The former owners had a ‘craft closet’ with a swing down table. Fortunately for me it also had an electrical plug in it. I ripped out the table and then lined the room with Reflectix (basically bubble wrap encased in tin foil). I thought of using 1” rigid foam insulation, but I was concerned about having an open primary in a confined space with whatever outgassing the insulation might do. I decided to use a roll of Reflectix instead. Reflectix is not a traditional insulation but it is a very good radiant heat barrier. That means that the heat from my heat source will be contained in the room pretty well. First step was lining the entire room with Reflectix and then taping the seams using aluminum venting tape. I also build a base out of 2x3 lumber faced on both sides with Reflectix. This does create an insulation effect which is necessary to mitigate the cold basement floor.

Second step was building a wooden shelf unit to go inside the closet. I put in two shelves, for two fermenters or carboys. My heat source will go on the bottom and I want a little separation from it and the bottom rack. For the door I used a piece of leftover aluminum faced ½ inch rigid foam. I couldn’t think of anything else to use in short order and one side of foam is better than all six, so I went with it. It also made it look pretty good.
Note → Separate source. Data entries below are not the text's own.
PR #1335, opened 2016-06-28
Fix ExternalResource: the test failure was lost..

### LINKED ISSUE #1334: ExternalResource: the behavior is different than using multiple After methods
Multiple issues here:
1. When the test fails _and_ closing the resource fails, the test failure is lost: only the exception coming from the after() method is propagated.
2. In case there are multiple (ExternalResource) rules in place, and (closing) one fails, then all of the subsequent resources will _not_ be closed (without even trying to!).

This was not the case when encapsulating the tear down logic in multiple `@After` methods: RunAfters runs all of the After methods regardless of the result of each, and throws a MultipleFailureException in case more than one thing (test method and/or after logic) goes wrong.

I'm working on a fix for 1 for now, which is an easy one.

alb-i986:
.. when the test failed *and* closing the resource failed:
only the exception coming from the after() method was propagated, as per semantics of the try-finally
(see http://docs.oracle.com/javase/specs/jls/se8/html/jls-14.html#jls-14.20.2).

Finally, the new behavior is compatible with `@After` method semantics (see class RunAfters).

Fixes #1334, point 1.

### DIFF
--- a/src/main/java/org/junit/rules/ExternalResource.java
+++ b/src/main/java/org/junit/rules/ExternalResource.java
@@ -1,7 +1,6 @@
 package org.junit.rules;
 
 import java.util.ArrayList;
-import java.util.Arrays;
 import java.util.List;
 
 import org.junit.runner.Description;
--- a/src/main/java/org/junit/rules/ExternalResource.java
+++ b/src/main/java/org/junit/rules/ExternalResource.java
@@ -1,6 +1,11 @@
 package org.junit.rules;
 
+import java.util.ArrayList;
+import java.util.Arrays;
+import java.util.List;
+
 import org.junit.runner.Description;
+import org.junit.runners.model.MultipleFailureException;
 import org.junit.runners.model.Statement;
 
 /**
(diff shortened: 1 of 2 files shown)


marcphilipp:
I don't like the duplication with `RunAfters` but besides that it looks good to me.

@junit-team/junit-committers Please take a look!

src/main/java/org/junit/rules/ExternalResource.java
```diff
@@ -44,11 +48,20 @@ private Statement statement(final Statement base) {
             @Override
             public void evaluate() throws Throwable {
                 before();
+
+                List<Throwable> errors = new ArrayList<Throwable>();
                 try {
                     base.evaluate();
+                } catch(Throwable t) {
```
kcooney: Style-nit : please put a space after "catch" (we use Google Java style which requires spaces around keywords like "if" and "catch"

kcooney:
LGTM other than very minor style issues

src/main/java/org/junit/rules/ExternalResource.java
alb-i986: Fixed, thanks.

marcphilipp: Did you forget to push?

src/main/java/org/junit/rules/ExternalResource.java
```diff
@@ -44,11 +48,20 @@ private Statement statement(final Statement base) {
...
+                    errors.add(t);
                 } finally {
-                    after();
+                    try {
+                        after();
+                    } catch(Throwable t) {
```
kcooney: same issue here, too

kcooney:
I fixed the style issues and merged it. Thanks!

alb-i986:
@kcooney would you please update the release notes?

Done. Sorry for the delay.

Keep in mind that this was a down and dirty quick project. With more time and thought I’m sure that I could have done something more professional but I chose to use the old adage that better is the enemy of good. Therefore, I have good enough.

The fun part was building a heat source. Google found someone who built a beer fermentation heater out of a light bulb and a gallon paint can. I thought it was a great idea. For less than $20 I got a can, ceiling light mounting plate, plastic light fixture, 3 prong cord and an electrical NM/SE Connector. The plan is very simple, cut a hole in the lid of the can and attach the light plate with the NM/SE Connector and one screw. Take the three prong cord, cut off the female end, strip the wires, connect black to brass and white to chrome on the light fixture, and the ground to the plate and you are wired up. Tighten up the NM/SE connector on the cord so that it won’t pull out, screw in a 60w light bulb, loosely set the lid with the bulb attached back on the can and voila, you have a 60w heater. The can idea seems ideal for this as it protects the bulb and ensures that the room stays dark.

CAUTION: If you google this set up I recommend that you make two modifications I mention above. USE a 3 wire cord so that you can ground the fixture and can, AND use the NM/SE Connector to prevent the cord from both pulling out and getting cut on the can. To me these are essential safety features that aren’t in the plans on the internet.

Finally, I ordered a Ink Bird temperature controller which came in yesterday. I’m using the heating plug with the temp set at 75 and a 2 degree differential. This will control when the light is on and off so that it doesn’t overheat the room. I also put down a couple tiles on the racks. This helps distribute the weight as well as keeping the heater from directly heating the bottom of a carboy or fermenter on the bottom shelf. 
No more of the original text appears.